Volume preserving mean curvature flow preserving uniformly convex

Question

Let $(M_t,g_t)$ be a Riemannian manifold evolve by volume preserving mean curvature flow. So , for second fundamental form, we have $$ \partial_t h_{ij}=\Delta h_{ij}-2H h_{im}h^m_j+hh_{im}h^m_j + |A|^2 h_{ij} $$ $H=g^{ij}h_{ij}$ is mean curvature, $|A|^2=g^{ij}g^{kl}h_{ik}h_{jl}$ is inner product of second fundamental form. If the initial manifold is uniformly convex : the eigenvalues of its second fundamental form are strictly positive everywhere. Then, how to show $M_t$ still be uniformly convex for all $t\ge 0$ where the solution exists ?

Answer 1

Use Theorem 9.1 of Hamilton's THREE-MANIFOLDS WITH POSITIVE RICCI CURVATURE, which tells you that if a time-dependent symmetric tensor field $h$ satisfies $$\partial_t h_{ij} = \Delta h_{ij} + N_{ij}$$

with the reaction term $N$ satisfying the null-eigenvector condition $$h_{ij} v^i = 0 \implies N_{ij}v^iv^j \ge 0,$$

then positive-definiteness $h \ge 0$ is preserved in time.
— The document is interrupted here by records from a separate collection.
PR #808, opened 2023-12-18
Fix typo

XiaohanZhangCMU:
quick fix

### DIFF
--- a/scripts/data_prep/convert_dataset_hf.py
+++ b/scripts/data_prep/convert_dataset_hf.py
@@ -232,7 +232,7 @@ def build_hf_dataset(
     else:
         if not isinstance(tokenizer, PreTrainedTokenizerBase):
             raise ValueError(
-                f'{tokenizer=} must be of type PreTrainedTokenizerBase')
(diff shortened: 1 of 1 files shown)


scripts/data_prep/convert_dataset_hf.py
```diff
@@ -232,7 +232,7 @@ def build_hf_dataset(
     else:
         if not isinstance(tokenizer, PreTrainedTokenizerBase):
             raise ValueError(
-                f'{tokenizer=} must be of type PreTrainedTokenizerBase')
+                f'{tokenizer} must be of type PreTrainedTokenizerBase')
```
dakinggg, line 235: I don't think this is a typo, python format strings have some nice functionality :)
```
In [2]: f'{a=} blah'
Out[2]: 'a=1 blah'
```

XiaohanZhangCMU: Uh, sorry I didn't know about that trick haha! One of my byod tests failed here, that's how I noticed it. Will close it.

You can derive this from the scalar maximum principle by studying the scalar function $v \mapsto h(v,v)$ on the unit tangent bundle.

In this case we have $N_{ij} = -2H h_{im}h^m_j+hh_{im}h^m_j + |A|^2 h_{ij}$, so assuming $h_{ij}v^i = 0$ we see $N_{ij} v^i = 0$. Thus the inequality is preserved.